Saturday, April 23, 2016

How SQL Server handles our requests for modifications

This is not something new with latest Microsoft SQL Server but this is still being discussed and it is unknown or unclear to many of database developers. While I was discussing transaction log of SQL Server database with few, as a part of it, how SQL Server accepts our requests and modifies records was discussed. Thought it is useful to everyone, hence making a post on it;

What really happens when we send a request to SQL Server? It can be an update or a delete. Request might be related to one record or many records. Have a look on below image;

This starts with the request. Either using an application or connecting directly to SQL Server using something like SSMS, we send the request. Once SQL Server received the request, it checks data pages related to the records. If data pages required are not in the memory (or buffer cache), it loads relevant data pages from the disk to memory. Then, remember, it modifies records in pages that are in the memory, not pages in the disk. That is what 1st and 2nd steps in the image explains.

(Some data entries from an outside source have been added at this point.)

Issue #95, opened 2020-03-12
Validate release names


markusdregi:
The current pipeline requires each release file to be postfixed with python version, i.e. `-py27` or `-py36`. However, this is not validated before merging. The auto tooling then just silently ignores the newly added release.

PR #151, opened 2020-09-04
Lint release file names

dotfloat:
Resolves: #95 

Add linting that will check if a release name ends with one of: `-py27`, `-py36`, `-py27-rhel6`, `-py27-rhel7`, `-py36-rhel6`, `-py36-rhel7`.

### DIFF
--- a/komodo/lint.py
+++ b/komodo/lint.py
@@ -1,16 +1,18 @@
 #!/usr/bin/env python
 from __future__ import print_function
+
+import os
 import argparse
-from pkg_resources import parse_version
 import logging
 import yaml as yml
+from pkg_resources import parse_version
 
 from collections import namedtuple
 
 kerr = namedtuple('KomodoError',
                   ['pkg', 'version', 'maintainer', 'depends', 'err'])
 
-report = namedtuple('LintReport', ['maintainers', 'dependencies', 'versions'])
+report = namedtuple('LintReport', ['release_name', 'maintainers', 'dependencies', 'versions'])
 
 MISSING_PACKAGE = 'missing package'
 MISSING_VERSION = 'missing version'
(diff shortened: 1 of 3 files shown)


tests/test_lint.py
```diff
@@ -28,12 +28,37 @@
...
+
+    for invalid in (
+        "bleeding",
+        "bleeding.yml",
+        "2020.01.01",
+        "2020.01.00.yml",
+        "/home/anyuser/komodo-releases/releases/2020.01.00.yml",
+        "bleeding-py27",
+        "bleeding-rhel6.yml"
+    ):
```
sondreso, line 57: This seems like a perfect case for [pytest.mark.parameterize ](https://docs.pytest.org/en/stable/parametrize.html)!

komodo/lint.py
```diff
@@ -43,6 +45,20 @@ def _validate(pkg, ver, repo):
     return _kerr(pkg=pkg, version=ver, maintainer=repo[pkg][ver]['maintainer'])
 
 
+def lint_release_name(pkgfile):
+    relname = os.path.basename(pkgfile)
+    found = False
+    for py_suffix in "-py27", "-py36":
+        for rh_suffix in "", "-rhel6", "-rhel7":
+            if relname.endswith(py_suffix + rh_suffix + ".yml"):
```
sondreso, line 53: Should we not allow `relname.endswith(py_suffix + ".yml")`, or are we planning to switch everything over before merging this?

dotfloat: `rh_suffix` can be, among other things, `""`.

tests/test_lint.py
dotfloat: Debateable. I kind of dislike `pytest.mark.parametrize` and this codebase uses it very unsuccessfully. I did change my test to use it though, so it's up to you.

komodo/lint.py
sondreso: You are totally correct, I misread :disappointed:

sondreso (approved):
LGTM!

tests/test_lint.py
sondreso: Yes, might not make much difference in this case, but think we can keep it as is now!

PR #164, opened 2020-11-06
Unset DESTDIR when pip install .

dotfloat:
DESTDIR is used by Komodo and other build packagers to compile the software when there is no access `/usr`. When installing Python packages, this is entirely superfluous, and actually breaks skbuild's build process, which gets incorrectly prefixed with the value of DESTDIR.


ManInFez (approved):
:bacon:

Third step is, updating the transaction log in the disk. Once the page (or pages) in the memory are modified, they become dirty pages. Then SQL Server writes redo and undo information to the log file. During this update, pages related are locked until the transaction log is completely updated.

Once the log is updated, the acknowledgement is sent to the application. Note that, even though the data files are not updated, we receive a message saying records are successfully updated. But we do not want worry, even something happen after we received the message, SQL Server can recover committed records, making sure durability which is one of the properties of the transaction, is satisfied with SQL Server.

Later, after one ore more transactions, a process called Checkpoint writes all dirty pages back to the disk, updating data files. This is how SQL Server handles our update requests.